Checking the time it was 9:40am - "We have to get a taxi!" - and we bumped into each other as we broke toward the taxi stand as if it were the Amazing Race.
"Do we even have any money?" Shit, shit, shit, shit, shit. I'd spent down to my last couple Euro coins on the bike rental and hadn't replenished. I started scrambling around looking for an ATM, then ran back to Kate to give her the ticket so she could ask a train attendant what we could do, then shouted over my shoulder for her not to go far as I rushed off to find a bankomat.
Eventually I found it and cursed its double automatic door that, like an air lock, slowly allows you in, waits to close, then slowly opens the inner door. Like a sailor on this morning I swore again under my breath at the blank screen of the first terminal and the massive conglomerate of people around the other two.

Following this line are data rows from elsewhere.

PR #527, opened 2016-06-02
[DRAFT] Add support for checks on unconsistent returns

ArcTanSusan:
The original author is initially SylvainDe in https://github.com/PyCQA/pycodestyle/pull/431, which is a PR that has been inactive for over a year. In PyCon 2016 sprints, I've rebased & fixed all merge conflicts. The unit tests all pass.

PR #711, opened 2017-12-02
Check inconsistent return statements

r3m0t:
This implements the same as #431  #527 (requested in #399). This is about the best that can be done without importing the `ast` module, and therefore this PR is much smaller.

PEP8:

> Be consistent in return statements. Either all return statements in a
function should return an expression, or none of them should. If any return
statement returns an expression, any return statements where no value is
returned should explicitly state this as return None, and an explicit
return statement should be present at the end of the function (if
reachable).

This:

> Either all return statements in a
function should return an expression, or none of them should. If any return
statement returns an expression, any return statements where no value is
returned should explicitly state this as return None.


r3m0t:
Things I'm not sure about:

* Should it be disabled by default? It looks like it'll trip up on a lot of codebases (including, ironically, this one)
* Should it support `noqa`?

pycodestyle.py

Checking my watch with a sinking feeling I explained to the young guy in front of me that my train was about to leave, hoping to jump the queue.

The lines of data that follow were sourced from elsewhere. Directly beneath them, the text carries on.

PR #720, opened 2018-01-17
Remove support for EOL Python 2.6 and 3.3

jdufresne:
Python 2.6 an 3.3 are end of life. They are no longer receiving bug fixes, including for security issues. Python 2.6 went EOL on 2013-10-29 and 3.3 on 2017-09-29. For additional details on support Python versions, see: https://devguide.python.org/#status-of-python-branches
    
Removing support for EOL Pythons will reduce testing and maintenance resources. Removed all workarounds for older Pythons.
    
Updated trove classifiers and documentation to better communicate supported Python versions.
    
Additionally, pass python_requires argument to setuptools. Helps pip decide what version of the library to install. 
    
https://packaging.python.org/tutorials/distributing-packages/#python-requires
    
> If your project only runs on certain Python versions, setting the python_requires argument to the appropriate PEP 440 version specifier string will prevent pip from installing the project on other Python versions.
    
https://setuptools.readthedocs.io/en/latest/setuptools.html#new-and-changed-setup-keywords
    
> python_requires
>
> A string corresponding to a version specifier (as defined in PEP 440) for the Python version, used to specify the Requires-Python defined in PEP 345.
    
Can now use more modern Python syntax including dictionary comprehension as well as more generators.

### DIFF
--- a/setup.py
+++ b/setup.py
@@ -34,6 +34,7 @@ setup(
     namespace_packages=[],
     include_package_data=True,
     zip_safe=False,
+    python_requires='>=2.7, !=3.0.*, !=3.1.*, !=3.2.*, !=3.3.*',
     install_requires=[
         # Broken with Python 3: https://github.com/pypa/pip/issues/650
         # 'setuptools',
@@ -51,10 +52,8 @@ setup(
         'Operating System :: OS Independent',
         'Programming Language :: Python',
         'Programming Language :: Python :: 2',
-        'Programming Language :: Python :: 2.6',
         'Programming Language :: Python :: 2.7',
         'Programming Language :: Python :: 3',
-        'Programming Language :: Python :: 3.3',
         'Programming Language :: Python :: 3.4',
         'Programming Language :: Python :: 3.5',
         'Programming Language :: Python :: 3.6',
--- a/.travis.yml
+++ b/.travis.yml
@@ -6,12 +6,8 @@ install:
 script: tox
 matrix:
   include:
-    - python: 2.6
-      env: TOXENV=py26
     - python: 2.7
       env: TOXENV=py27
-    - python: 3.3
-      env: TOXENV=py33
     - python: 3.4
       env: TOXENV=py34
     - python: 3.5
--- a/CHANGES.txt
+++ b/CHANGES.txt
@@ -1,6 +1,13 @@
 Changelog
 =========
 
+UNRELEASED
+----------
+
+Changes:
+
+* Remove support for EOL Python 2.6 and 3.3.
+
 2.4.0 (2018-04-10)
 ------------------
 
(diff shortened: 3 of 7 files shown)


setup.py
```diff
@@ -34,6 +34,7 @@ def get_long_description():
     namespace_packages=[],
     include_package_data=True,
     zip_safe=False,
+    python_requires='>=2.6, !=3.0.*, !=3.1.*, !=3.2.*',
```
sigmavirus24: I would rather this be `>= 2.7` also `!= 3.3.*`

IanLee1521: I am inclined to leave this as proposed (`python_requires='>=2.6, !=3.0.*, !=3.1.*, !=3.2.*'`), as that matches (in addition to our trove classifiers) what we test for with tox and travis.

@sigmavirus24, what is your rationale for removing 2.6 and 3.3.x ? I am inclined to want to leave them as long as they don't add any additional maintenance overhead or prevent new development...

sigmavirus24: 2.6 and 3.3 are no longer supported by the packaging tools we rely on. setuptools, wheel, and other libraries (I think even pip) have dropped support for these EOL'd versions of Python. We will need additional work to actually support them in our CI and other systems. I don't think it's worth the work any longer.

Further, using BigQuery we can find the most popular downloads:

```
❯❯❯ pypinfo -d 90 -pc -md pycodestyle pyversion
```

| python_version | percent | download_count |
| -------------- | ------: | -------------: |
| 2.7            |  44.77% |      1,015,324 |
| 3.6            |  34.77% |        788,557 |
| 3.5            |  12.99% |        294,623 |
| 3.4            |   6.06% |        137,371 |
| 3.7            |   0.45% |         10,286 |
| 3.3            |   0.36% |          8,128 |
| 2.6            |   0.28% |          6,277 |
| None           |   0.24% |          5,509 |
| 1.17           |   0.06% |          1,449 |
| 3.2            |   0.03% |            580 |

3.3 and 2.6 make up 0.66% of all downloads over the last 90 days

jdufresne: @sigmavirus24 Can you clarify if you'd like me to address removal of 2.6 & 3.3 universally or just this one line? I think if the projects official stance is 2.6 & 3.3 are not supported, workarounds and documentation should be removed and updated completely to make this clear to the user. I have no personal needs to continue supporting 2.6 & 3.3, so I don't mind doing this additional work. Please let me know.

IanLee1521: @sigmavirus24 -- good points. Thank you for those.

@jdufresne  -- If you can update this PR to remove all the Python 2.6 and 3.3 references / support, I think that is the direction we want to go. (tox.ini, setup.py, docs/, etc)

jdufresne:
I have updated the PR, commit message, code, and documentation to remove all 2.6 & 3.3 support. Thanks!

"Mine too. I just boarded the bus, the driver had no change to sell me a ticket and waved me on. Sure enough at the next stop the ticket checkers boarded and now they're standing outside with my passport."
"OK, you first," I gestured graciously.
With a mittful of bills I impatiently depressurized through the bank's double doors and ran back to Katherine.
She reported that the bus would take half an hour and indicated a 40-person strong lineup for the taxi. Even if we hailed one immediately the 13 minutes remaining until departure would hardly be enough to get there.
"So what do we do now?" I distinctly remember asking, feeling defeated. We went toward the info desk where there looked like there was a minimum 13 minute lineup so we accosted a uniformed train employee in the hall asking if there was anything to do. He made a call to see if perhaps our train was delayed but sadly informed us "Your train is on time. Funny with this strike going on and nearly everything else delayed or cancelled." Huh? He advised us to join the info line and see if there was anything to do.
It moved surprisingly quickly but was 10:03 when we reached the Italian speaking old man. As soon as I pushed the ticket toward him he looked at it, saw our destination and pointed at a departure on his screen. He didn't get it. I pointed at the different departure station on our ticket and he pointed at the same departure train on his screen, seeming quite apologetic due to the strike. I tried pointing at the train number - same result.
Katherine and I never would have boarded a train without a ticket ordinarily but emboldened with his direction, albeit still supremely hesitant we headed toward that platform. Everyone has heard stories of cranky train conductors extorting money from woeful foreigners or tossing them out at deserted stations yet we were about to try and do this anyhow.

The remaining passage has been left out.